◆ SUPPLIED MATERIAL
PR #1709, opened 2023-10-02
fix: reconfigure stalebot to not close bugs

pichlermarc:

Stalebot seems to apply `stale` labels to `bug` issues and closing them. This PR addresses that by adding `bug` to the `exempt-issue-labels`.


JamieDanielson (approved):

JamieDanielson:
@pichlermarc I guess one idea to try (based on convo just had in SIG) - instead of having "exempt" labels to exempt bugs and instrumentation requests, we can have "any-of" labels, which is something we do on Honeycomb repos. This way we don't have to specifically remove a bug label if something is perhaps a misunderstanding but maybe a bug and needing info from the author.
So for example, our stalebot looks at `any-of-labels: 'status: info needed,status: revision needed'`

pichlermarc:
> @pichlermarc I guess one idea to try (based on convo just had in SIG) - instead of having "exempt" labels to exempt bugs and instrumentation requests, we can have "any-of" labels, which is something we do on Honeycomb repos. This way we don't have to specifically remove a bug label if something is perhaps a misunderstanding but maybe a bug and needing info from the author. So for example, our stalebot looks at `any-of-labels: 'status: info needed,status: revision needed'`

◆ PROMPT
Look through the entries and return every line where "JamieDanielson" appears.

◆ SOLUTION TO THIS TASK
JamieDanielson (approved):
JamieDanielson:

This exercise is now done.